*** Block opens ***

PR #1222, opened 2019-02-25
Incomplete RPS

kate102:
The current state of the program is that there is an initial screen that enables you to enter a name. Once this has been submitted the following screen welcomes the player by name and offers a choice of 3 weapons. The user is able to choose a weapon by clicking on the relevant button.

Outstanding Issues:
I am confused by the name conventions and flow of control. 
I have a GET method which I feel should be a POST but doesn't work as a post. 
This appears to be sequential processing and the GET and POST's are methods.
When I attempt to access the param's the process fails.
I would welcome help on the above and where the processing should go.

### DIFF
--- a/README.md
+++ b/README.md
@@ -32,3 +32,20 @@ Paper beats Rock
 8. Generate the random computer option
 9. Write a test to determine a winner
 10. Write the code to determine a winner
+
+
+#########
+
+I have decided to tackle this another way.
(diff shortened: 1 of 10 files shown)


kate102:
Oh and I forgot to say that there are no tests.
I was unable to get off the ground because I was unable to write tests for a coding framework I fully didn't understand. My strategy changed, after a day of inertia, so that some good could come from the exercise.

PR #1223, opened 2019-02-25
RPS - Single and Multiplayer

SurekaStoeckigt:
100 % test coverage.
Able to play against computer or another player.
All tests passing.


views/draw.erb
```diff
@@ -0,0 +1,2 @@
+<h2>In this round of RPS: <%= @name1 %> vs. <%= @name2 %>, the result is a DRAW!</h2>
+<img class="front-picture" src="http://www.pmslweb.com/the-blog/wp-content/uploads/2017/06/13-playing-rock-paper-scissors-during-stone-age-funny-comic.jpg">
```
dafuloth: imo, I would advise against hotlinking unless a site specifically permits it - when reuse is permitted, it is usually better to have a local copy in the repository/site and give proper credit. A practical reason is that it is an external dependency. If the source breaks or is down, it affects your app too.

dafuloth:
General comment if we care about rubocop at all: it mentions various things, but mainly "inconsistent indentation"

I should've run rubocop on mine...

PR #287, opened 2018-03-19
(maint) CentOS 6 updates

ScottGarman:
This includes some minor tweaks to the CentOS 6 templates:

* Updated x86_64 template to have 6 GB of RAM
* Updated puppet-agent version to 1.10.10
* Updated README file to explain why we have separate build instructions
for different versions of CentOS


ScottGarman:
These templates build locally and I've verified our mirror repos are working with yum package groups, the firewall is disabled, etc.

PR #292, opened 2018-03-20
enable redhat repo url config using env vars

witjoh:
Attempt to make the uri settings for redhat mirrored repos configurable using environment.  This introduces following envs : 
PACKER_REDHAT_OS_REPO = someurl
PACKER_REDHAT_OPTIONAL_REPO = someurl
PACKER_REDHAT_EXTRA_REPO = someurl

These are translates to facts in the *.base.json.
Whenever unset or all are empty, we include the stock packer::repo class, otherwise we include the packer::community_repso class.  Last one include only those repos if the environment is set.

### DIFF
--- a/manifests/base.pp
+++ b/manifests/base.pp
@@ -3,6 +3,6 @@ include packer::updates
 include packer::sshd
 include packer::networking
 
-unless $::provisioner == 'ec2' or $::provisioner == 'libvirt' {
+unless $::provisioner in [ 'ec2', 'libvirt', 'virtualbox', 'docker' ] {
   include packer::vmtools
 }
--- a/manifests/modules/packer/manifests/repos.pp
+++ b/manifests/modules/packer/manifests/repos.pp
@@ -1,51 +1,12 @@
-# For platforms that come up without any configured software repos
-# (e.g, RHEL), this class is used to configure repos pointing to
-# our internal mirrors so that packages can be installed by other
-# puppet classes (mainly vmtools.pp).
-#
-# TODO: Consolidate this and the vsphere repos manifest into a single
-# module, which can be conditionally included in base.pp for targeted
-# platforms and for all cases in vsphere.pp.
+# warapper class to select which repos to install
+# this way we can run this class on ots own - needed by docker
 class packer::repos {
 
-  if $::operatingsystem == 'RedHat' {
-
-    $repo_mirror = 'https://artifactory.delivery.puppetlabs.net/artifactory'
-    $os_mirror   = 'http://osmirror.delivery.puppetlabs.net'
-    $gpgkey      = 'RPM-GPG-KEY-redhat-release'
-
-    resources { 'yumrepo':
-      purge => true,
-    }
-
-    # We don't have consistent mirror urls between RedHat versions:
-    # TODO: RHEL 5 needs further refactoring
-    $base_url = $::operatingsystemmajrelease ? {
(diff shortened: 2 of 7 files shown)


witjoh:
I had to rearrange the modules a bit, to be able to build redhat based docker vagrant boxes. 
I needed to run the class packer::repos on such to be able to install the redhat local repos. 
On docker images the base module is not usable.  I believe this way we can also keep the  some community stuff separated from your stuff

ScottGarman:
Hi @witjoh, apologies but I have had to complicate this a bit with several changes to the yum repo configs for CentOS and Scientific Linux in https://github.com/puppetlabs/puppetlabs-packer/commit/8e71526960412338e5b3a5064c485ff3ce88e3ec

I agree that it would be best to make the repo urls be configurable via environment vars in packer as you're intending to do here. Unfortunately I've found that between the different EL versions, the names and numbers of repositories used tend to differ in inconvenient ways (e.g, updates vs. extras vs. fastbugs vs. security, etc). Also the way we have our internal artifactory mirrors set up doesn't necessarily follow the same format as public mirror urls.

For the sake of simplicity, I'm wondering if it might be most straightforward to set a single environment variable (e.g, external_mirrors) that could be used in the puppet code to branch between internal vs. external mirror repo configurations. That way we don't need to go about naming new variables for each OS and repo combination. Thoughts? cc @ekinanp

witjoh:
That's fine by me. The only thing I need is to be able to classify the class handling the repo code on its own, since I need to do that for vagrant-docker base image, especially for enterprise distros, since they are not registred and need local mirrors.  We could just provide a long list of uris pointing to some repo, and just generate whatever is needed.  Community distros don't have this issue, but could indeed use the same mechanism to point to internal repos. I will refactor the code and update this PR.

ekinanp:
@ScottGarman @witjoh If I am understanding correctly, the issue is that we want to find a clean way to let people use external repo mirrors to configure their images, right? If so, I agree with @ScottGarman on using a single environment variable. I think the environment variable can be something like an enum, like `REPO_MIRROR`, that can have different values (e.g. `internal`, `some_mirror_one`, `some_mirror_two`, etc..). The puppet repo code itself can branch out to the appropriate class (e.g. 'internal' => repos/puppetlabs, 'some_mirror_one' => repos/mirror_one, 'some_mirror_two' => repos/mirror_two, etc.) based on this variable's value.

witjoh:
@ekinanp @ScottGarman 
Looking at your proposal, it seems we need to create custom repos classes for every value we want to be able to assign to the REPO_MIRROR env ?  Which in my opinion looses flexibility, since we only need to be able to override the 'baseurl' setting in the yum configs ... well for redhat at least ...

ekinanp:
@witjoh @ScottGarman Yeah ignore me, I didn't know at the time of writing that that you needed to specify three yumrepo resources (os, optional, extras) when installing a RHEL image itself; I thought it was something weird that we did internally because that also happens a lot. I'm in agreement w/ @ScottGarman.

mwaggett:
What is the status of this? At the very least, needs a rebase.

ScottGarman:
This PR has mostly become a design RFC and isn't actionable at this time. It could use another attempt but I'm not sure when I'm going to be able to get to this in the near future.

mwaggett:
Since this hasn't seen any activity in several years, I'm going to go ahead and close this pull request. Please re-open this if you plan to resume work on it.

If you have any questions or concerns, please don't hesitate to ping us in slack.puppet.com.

*** Block closes ***

**Aim of the exercise:** Repeat every line of the records above exactly.

**Response area:**
PR #1222, opened 2019-02-25
Incomplete RPS

kate102:
The current state of the program is that there is an initial screen that enables you to enter a name. Once this has been submitted the following screen welcomes the player by name and offers a choice of 3 weapons. The user is able to choose a weapon by clicking on the relevant button.

Outstanding Issues:
I am confused by the name conventions and flow of control. 
I have a GET method which I feel should be a POST but doesn't work as a post. 
This appears to be sequential processing and the GET and POST's are methods.
When I attempt to access the param's the process fails.
I would welcome help on the above and where the processing should go.

### DIFF
--- a/README.md
+++ b/README.md
@@ -32,3 +32,20 @@ Paper beats Rock
 8. Generate the random computer option
 9. Write a test to determine a winner
 10. Write the code to determine a winner
+
+
+#########
+
+I have decided to tackle this another way.
(diff shortened: 1 of 10 files shown)


kate102:
Oh and I forgot to say that there are no tests.
I was unable to get off the ground because I was unable to write tests for a coding framework I fully didn't understand. My strategy changed, after a day of inertia, so that some good could come from the exercise.

PR #1223, opened 2019-02-25
RPS - Single and Multiplayer

SurekaStoeckigt:
100 % test coverage.
Able to play against computer or another player.
All tests passing.


views/draw.erb
```diff
@@ -0,0 +1,2 @@
+<h2>In this round of RPS: <%= @name1 %> vs. <%= @name2 %>, the result is a DRAW!</h2>
+<img class="front-picture" src="http://www.pmslweb.com/the-blog/wp-content/uploads/2017/06/13-playing-rock-paper-scissors-during-stone-age-funny-comic.jpg">
```
dafuloth: imo, I would advise against hotlinking unless a site specifically permits it - when reuse is permitted, it is usually better to have a local copy in the repository/site and give proper credit. A practical reason is that it is an external dependency. If the source breaks or is down, it affects your app too.

dafuloth:
General comment if we care about rubocop at all: it mentions various things, but mainly "inconsistent indentation"

I should've run rubocop on mine...

PR #287, opened 2018-03-19
(maint) CentOS 6 updates

ScottGarman:
This includes some minor tweaks to the CentOS 6 templates:

* Updated x86_64 template to have 6 GB of RAM
* Updated puppet-agent version to 1.10.10
* Updated README file to explain why we have separate build instructions
for different versions of CentOS


ScottGarman:
These templates build locally and I've verified our mirror repos are working with yum package groups, the firewall is disabled, etc.

PR #292, opened 2018-03-20
enable redhat repo url config using env vars

witjoh:
Attempt to make the uri settings for redhat mirrored repos configurable using environment.  This introduces following envs : 
PACKER_REDHAT_OS_REPO = someurl
PACKER_REDHAT_OPTIONAL_REPO = someurl
PACKER_REDHAT_EXTRA_REPO = someurl

These are translates to facts in the *.base.json.
Whenever unset or all are empty, we include the stock packer::repo class, otherwise we include the packer::community_repso class.  Last one include only those repos if the environment is set.

### DIFF
--- a/manifests/base.pp
+++ b/manifests/base.pp
@@ -3,6 +3,6 @@ include packer::updates
 include packer::sshd
 include packer::networking
 
-unless $::provisioner == 'ec2' or $::provisioner == 'libvirt' {
+unless $::provisioner in [ 'ec2', 'libvirt', 'virtualbox', 'docker' ] {
   include packer::vmtools
 }
--- a/manifests/modules/packer/manifests/repos.pp
+++ b/manifests/modules/packer/manifests/repos.pp
@@ -1,51 +1,12 @@
-# For platforms that come up without any configured software repos
-# (e.g, RHEL), this class is used to configure repos pointing to
-# our internal mirrors so that packages can be installed by other
-# puppet classes (mainly vmtools.pp).
-#
-# TODO: Consolidate this and the vsphere repos manifest into a single
-# module, which can be conditionally included in base.pp for targeted
-# platforms and for all cases in vsphere.pp.
+# warapper class to select which repos to install
+# this way we can run this class on ots own - needed by docker
 class packer::repos {
 
-  if $::operatingsystem == 'RedHat' {
-
-    $repo_mirror = 'https://artifactory.delivery.puppetlabs.net/artifactory'
-    $os_mirror   = 'http://osmirror.delivery.puppetlabs.net'
-    $gpgkey      = 'RPM-GPG-KEY-redhat-release'
-
-    resources { 'yumrepo':
-      purge => true,
-    }
-
-    # We don't have consistent mirror urls between RedHat versions:
-    # TODO: RHEL 5 needs further refactoring
-    $base_url = $::operatingsystemmajrelease ? {
(diff shortened: 2 of 7 files shown)


witjoh:
I had to rearrange the modules a bit, to be able to build redhat based docker vagrant boxes. 
I needed to run the class packer::repos on such to be able to install the redhat local repos. 
On docker images the base module is not usable.  I believe this way we can also keep the  some community stuff separated from your stuff

ScottGarman:
Hi @witjoh, apologies but I have had to complicate this a bit with several changes to the yum repo configs for CentOS and Scientific Linux in https://github.com/puppetlabs/puppetlabs-packer/commit/8e71526960412338e5b3a5064c485ff3ce88e3ec

I agree that it would be best to make the repo urls be configurable via environment vars in packer as you're intending to do here. Unfortunately I've found that between the different EL versions, the names and numbers of repositories used tend to differ in inconvenient ways (e.g, updates vs. extras vs. fastbugs vs. security, etc). Also the way we have our internal artifactory mirrors set up doesn't necessarily follow the same format as public mirror urls.

For the sake of simplicity, I'm wondering if it might be most straightforward to set a single environment variable (e.g, external_mirrors) that could be used in the puppet code to branch between internal vs. external mirror repo configurations. That way we don't need to go about naming new variables for each OS and repo combination. Thoughts? cc @ekinanp

witjoh:
That's fine by me. The only thing I need is to be able to classify the class handling the repo code on its own, since I need to do that for vagrant-docker base image, especially for enterprise distros, since they are not registred and need local mirrors.  We could just provide a long list of uris pointing to some repo, and just generate whatever is needed.  Community distros don't have this issue, but could indeed use the same mechanism to point to internal repos. I will refactor the code and update this PR.

ekinanp:
@ScottGarman @witjoh If I am understanding correctly, the issue is that we want to find a clean way to let people use external repo mirrors to configure their images, right? If so, I agree with @ScottGarman on using a single environment variable. I think the environment variable can be something like an enum, like `REPO_MIRROR`, that can have different values (e.g. `internal`, `some_mirror_one`, `some_mirror_two`, etc..). The puppet repo code itself can branch out to the appropriate class (e.g. 'internal' => repos/puppetlabs, 'some_mirror_one' => repos/mirror_one, 'some_mirror_two' => repos/mirror_two, etc.) based on this variable's value.

witjoh:
@ekinanp @ScottGarman 
Looking at your proposal, it seems we need to create custom repos classes for every value we want to be able to assign to the REPO_MIRROR env ?  Which in my opinion looses flexibility, since we only need to be able to override the 'baseurl' setting in the yum configs ... well for redhat at least ...

ekinanp:
@witjoh @ScottGarman Yeah ignore me, I didn't know at the time of writing that that you needed to specify three yumrepo resources (os, optional, extras) when installing a RHEL image itself; I thought it was something weird that we did internally because that also happens a lot. I'm in agreement w/ @ScottGarman.

mwaggett:
What is the status of this? At the very least, needs a rebase.

ScottGarman:
This PR has mostly become a design RFC and isn't actionable at this time. It could use another attempt but I'm not sure when I'm going to be able to get to this in the near future.

mwaggett:
Since this hasn't seen any activity in several years, I'm going to go ahead and close this pull request. Please re-open this if you plan to resume work on it.

If you have any questions or concerns, please don't hesitate to ping us in slack.puppet.com.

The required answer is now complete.